6 Pillar Challenge, Foodyoga Marathon

6 Pillar Challenge- Strength Pillar – Naukasana (Boat Pose)

The name Naukasana is derived from the Sanskrit words “Nauka,” which means “boat,” and “Asana,” which means “posture” or “seat.” As a result, this asana is known as Naukasana. This boat pose is beneficial in the treatment of a variety of physical ailments. Essentially, Naukasana strengthens the lungs, liver, and pancreas. It aids in the circulation of blood and the maintenance of blood sugar levels.
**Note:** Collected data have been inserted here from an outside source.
PR #7252, opened 2026-09-21
chore: report unready pods after helm failures

### LINKED ISSUE #7210: deploy-camunda: pods that never become ready are invisible to the in-flight guard
### Describe the bug

An app that starts cleanly but cannot reach a dependency is invisible to every in-flight deploy check. It burns the full Helm timeout and returns `context deadline exceeded`, naming nothing.

This is the dominant shape of *application* misconfiguration in Self-Managed — wrong Elasticsearch endpoint, wrong Keycloak issuer or realm, unreachable or wrong-credentialed Postgres — and it is precisely the case current tooling cannot see.

**Why it is invisible.** Across every component in `charts/camunda-platform-8.10/values.yaml`:

| Probe | Default |
|---|---|
| `readinessProbe` | `enabled: true` |
| `livenessProbe` | `enabled: false` |
| `startupProbe` | `enabled: false` |

A failing readiness probe does not restart a container, and liveness is off. So such a pod sits `Running`, `restartCount` 0, never `Ready`, indefinitely. It never enters a `Waiting` state, never reaches `CrashLoopBackOff`, and is never rescheduled.

The in-flight guard added in #7209 inspects container `Waiting` reasons, restart counts and scheduling. None of those fire here.

**What the guard does and does not catch today**

Caught — misconfiguration that kills the process or blocks container creation:

- missing Secret/ConfigMap key → `CreateContainerConfigError`
- Spring context fails to initialise → process exits → `CrashLoopBackOff`
- OOMKilled from a bad heap setting → `CrashLoopBackOff`
- bad image reference → `InvalidImageName`
- unsatisfiable resource requests → `Unschedulable`

Missed — the app starts and stays up:

- wrong Elasticsearch/OpenSearch endpoint
- wrong Keycloak issuer or realm URL
- unreachable or wrong-credentialed Postgres where the client retries
- any dependency connected lazily with backoff

### Steps to reproduce

1. Deploy any 8.10 scenario with a deliberately wrong secondary-storage endpoint, e.g. point Elasticsearch at a host that does not resolve.
2. Watch the affected pod: it reaches `Running`, `restartCount` stays 0, `Ready` stays `False`.
3. `deploy-camunda matrix run` waits the full `--timeout` and fails with `context deadline exceeded`.
4. Nothing in the output names the pod, the probe, or the endpoint.

### Expected behavior

When the wait ends, the operator should be told which pods never became ready and why, instead of an opaque deadline.

### Workaround

Inspect the namespace manually after the timeout (`kubectl get pods`, `kubectl describe pod`, container logs). That requires knowing the namespace, which for a topology run is derived per release.

### Environment

SM

### Additional context

**The threshold does not have to be guessed.** Each pod already declares its own readiness budget:

```
initialDelaySeconds + (failureThreshold × periodSeconds)
```

For Identity on 8.10 that is `30 + (5 × 30)` = **180s**. A container that is `Running`, has never been `Ready`, and has exceeded its *own* configured budget has failed a contract the chart itself declared. That is self-calibrating per component — no magic constant, and it adapts automatically when someone tunes a probe.

**Suggested split: detection from abortion.** Aborting on this carries real false-positive risk, since a cold Elasticsearch can legitimately be slow. But the diagnosis does not require aborting. The guard can record never-ready pods with their last probe failure and container state, and emit that **when Helm hits its timeout** — converting `context deadline exceeded` into a named diagnosis at zero risk. An opt-in abort could follow later if the data justifies it.

**Related: the `watch` subcommand is unreachable for an automated operator.** `deploy-camunda watch` exists and does deeper diagnosis, but it cannot be used mid-deploy by a caller that has one blocking invocation:

- `scripts/deploy-camunda/cmd/watch.go` states in its own comment that wiring it into the install path "is a follow-up"; its help text assumes one terminal running the install and another running the watcher.
- `--abort-confidence` defaults to `0`, so it never actually aborts.
- `agentwatch.ResolveCLI` requires `claude` or `opencode` on `PATH` via `exec.LookPath` and hard-errors otherwise, so it does not work in CI or a container.
- `--namespace` is singular and required, but a topology run derives one namespace per release and the caller does not know them upfront.

Worth deciding whether `watch` should be reachable from the install path, or whether the in-process guard should remain the only supervision and grow the capability above.

**Origin.** Found while fixing topology deploy diagnostics in #7209, which deliberately scoped stalled-readiness detection out for the false-abort reason above.

bkenez:

Closes #7210.

A container can remain Running with zero restarts while its readiness probe keeps failing. The in-flight image guard does not diagnose this state, so a failed Helm wait returns a generic process error without naming the unready container.

### What's in this PR?

- Add a best-effort readiness summary to failed waiting Helm operations for both main and companion releases. Include the release, namespace, pod, container, restart count, and latest matching readiness-probe failure event when available.
- Use a five-second collection budget independent of the cancelled deployment context. Preserve the original Helm error and terminal image-guard precedence. Filter by release and pod UID/container; exclude terminating/completed pods, unrelated releases, liveness events, and events predating the running container. Bound the output to five containers and 512 characters per event.
- Add namespace-scoped event retrieval, focused regression tests, and troubleshooting documentation. No chart changes, new dependencies, CLI flags, watcher integration, or readiness-based early abortion.

Validation performed:

- `go -C scripts/deploy-camunda test ./pkg/deployer ./matrix -count=1`
- `go -C scripts/camunda-core test ./pkg/kube -count=1`
- Formatting, license, editor diagnostic, and diff whitespace checks.
- Live GKE CLI e2e using a disposable public-image Helm workload: the baseline returned only `helm upgrade --install failed: exit status 1` after 69 seconds; the fixed CLI retained the timeout and reported the running-unready container and its connection-refused readiness event after 71 seconds. Correcting the probe produced exit 0 and a Ready pod with zero restarts. This tests the real CLI/Helm/Kubernetes failure and recovery path, not the full Camunda application smoke suite.

### Checklist

**Before opening the PR:**

**After opening the PR:**


hisImminence (changes requested):
**crev finding (P1):** redact readiness event messages before logging.

`scripts/deploy-camunda/pkg/deployer/helm.go:271`
```go
detail += fmt.Sprintf(", last probe failure: %.512q", message)
```

Raw Kubernetes event message is appended verbatim into `HelmError.Cause`, then propagates into matrix logs, deploy summaries, and CI output. Event text is cluster-provided and can carry probe command output, internal URLs, or app error strings — new path for sensitive data into CI logs.

Please sanitize/redact the message before appending, or drop the raw text and report only structured metadata (pod, container, reason).

hisImminence:
## Review: `chore: report unready pods after helm failures`

### Overview
Adds a best-effort readiness-failure summary to `HelmError` when a Helm wait times out during `upgradeInstall` or `deployCompanionChart`. On timeout it lists pods that are `Running` but not `Ready` for the target release, optionally flags a matching `Unhealthy`/"Readiness probe failed" event, and appends this to the original error — never replacing it. Adds `kube.Client.ListEvents`, a 5s collection budget, and gates collection to genuine wait-timeouts (not template/RBAC/API failures) via `helmWaitTimedOut(stderr)`. Shipped across 3 incremental commits (initial impl → redact free-form event text → restrict trigger to actual wait timeouts).

### Code quality
- Clean separation: `collectReadinessSummary` (fetch + format) vs `lastReadinessFailure` (event matching), each testable in isolation.
- `readinessClient` interface composes the existing `podLister` seam from `imagepull.go` instead of duplicating it.
- Error wrapping (`fmt.Errorf("%w; %s", runErr, summary)`) preserves `errors.Is`/`errors.As` on the original Helm error — verified in tests.
- Commit 2 fixes a real security gap: raw event `Message` (can carry probe URLs/credentials/tokens) was originally embedded verbatim (`%.512q`); reduced to a fixed `"readiness probe failed (reason=Unhealthy)"` indicator, with explicit tests asserting no leakage.

### Risks / notes
- `helmWaitTimedOut` pattern-matches Helm's human-readable CLI text. If Helm's wording changes in a future version, the feature silently stops firing — degrades gracefully (falls back to the plain Helm error) but with no test signal. Worth a note on which Helm version this was verified against.
- Pre-existing asymmetry (not introduced here): `guardedContext(ctx, o, o.Wait)` only arms the image-pull guard on `o.Wait`, while the new readiness collection also fires for `Atomic`-only runs (`o.Wait || o.Atomic`). Two related diagnostics now use different trigger conditions — worth a follow-up if unintentional.
- `lastReadinessFailure` still returns the full message string though its only caller now discards the content (checks non-emptiness only, post-redaction). Kept for `TestLastReadinessFailure`'s latest-event-selection assertions — fine, just worth a comment noting the caller intentionally ignores content.

### Test coverage
Thorough: wait vs non-wait, atomic-implied-wait, all Helm error-message shapes (install/upgrade/legacy/atomic-rollback/atomic-uninstall), unrelated failures correctly excluded (template, RBAC, API timeout, empty/unclassified stderr), companion-chart path, pod/event API errors, UID/container/timestamp event-matching edge cases, legacy `release` label fallback, terminating/completed pod exclusion, credential/token redaction, plus `TestListEvents` for the new client method. No gaps found.

**Verdict: approving.** No blocking issues; the two notes above are non-blocking follow-up candidates.

hisImminence (approved):
LGTM — see detailed review comment above.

All of the stress and tension can lead to depression, so we must de-stress and rejuvenate. And what better way to do so than through yoga? Yoga has been shown to be beneficial not only for mental health but also for overall health. There are many very effective yoga poses, one of which is Naukasana, or the boat pose. Find more information about the benefits of Yogic Wellness.

Strength Challenge:
Hold Nauka Asana for 108 sec

Why you should take this challenge?

  1. Naukasana strengthens the abdominal muscles, thighs and shoulders.
  2. It improves the health of all organs in the abdomen especially the liver, pancreas and kidneys.
  3. The Boat Pose aids in the loss of excess stomach fat by stretching, compressing, and relaxing the abdominal organs.
  4. Naukasana benefits healthy digestion by preventing constipation, acidity, and maintaining a strong metabolism.
  5. Like most yoga asanas, Naukasana is a stress reliever that leaves your mind calm and relaxed.

Follow the steps for performing Naukasana

  1. Lie on your back, feet together, arms beside your body.
  2. Inhale deeply and, as you exhale, lift your chest and feet off the ground, stretching your arms towards your feet.
  3. Your eyes, fingers, and toes should all be in a straight line.
  4. As your abdominal muscles contract, you will feel tension in your navel area.
  5. While holding the pose, continue to breathe deeply and easily.
  6. Maintain the position for a few seconds.
  7. As you exhale, slowly return to the ground and relax.
  8. Duration: 3-4 repetitions per day, but do not overdo it.

Contraindications: Who shouldn’t do this Challenge?

  1. If you have low blood pressure, a severe headache, a migraine, or if you have recently suffered from some chronic diseases or spinal disorders, do not practise this yoga pose.
  2. This pose is not recommended for people who have asthma or heart problems.
  3. During pregnancy and the first two days of the menstrual cycle, women should avoid doing Boat pose (Naukasana).